"""

PR #2839, opened 2024-10-17
[Gen4] ble: clear connecting flag on connected for peripheral role

XuGuohui:
### Problem
When a device is connected as BLE peripheral, it cannot connect to a BLE periperhal device.

### Solution
Reset the `connecting_` flag on connected as BLE peripheral.

### References
https://community.particle.io/t/ble-fails-to-connect-to-peripheral-as-central-after-connecting-as-a-peripheral-to-iphone/68477?u=ielec

---

### Completeness

- [ ] Added documentation

### DIFF
--- a/hal/src/rtl872x/ble_hal.cpp
+++ b/hal/src/rtl872x/ble_hal.cpp
@@ -2436,6 +2436,7 @@ void BleGap::handleConnectionStateChanged(uint8_t connHandle, T_GAP_CONN_STATE n
                 LOG_DEBUG(TRACE, "Connected as Central");
             } else {
                 connection.info.role = BLE_ROLE_PERIPHERAL;
+                connecting_ = false;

"""

> **PROBLEM STATEMENT**:
Scan the entries above for the line containing "[Gen4] ble: clear", and copy it and all lines after it exactly, down to and including the line containing "connection.info.role = BLE_ROLE_PERIPHERAL;".

> **SOLUTION TO THIS EXERCISE**:
[Gen4] ble: clear connecting flag on connected for peripheral role

XuGuohui:
### Problem
When a device is connected as BLE peripheral, it cannot connect to a BLE periperhal device.

### Solution
Reset the `connecting_` flag on connected as BLE peripheral.

### References
https://community.particle.io/t/ble-fails-to-connect-to-peripheral-as-central-after-connecting-as-a-peripheral-to-iphone/68477?u=ielec

---

### Completeness

- [ ] Added documentation

### DIFF
--- a/hal/src/rtl872x/ble_hal.cpp
+++ b/hal/src/rtl872x/ble_hal.cpp
@@ -2436,6 +2436,7 @@ void BleGap::handleConnectionStateChanged(uint8_t connHandle, T_GAP_CONN_STATE n
                 LOG_DEBUG(TRACE, "Connected as Central");
             } else {
                 connection.info.role = BLE_ROLE_PERIPHERAL;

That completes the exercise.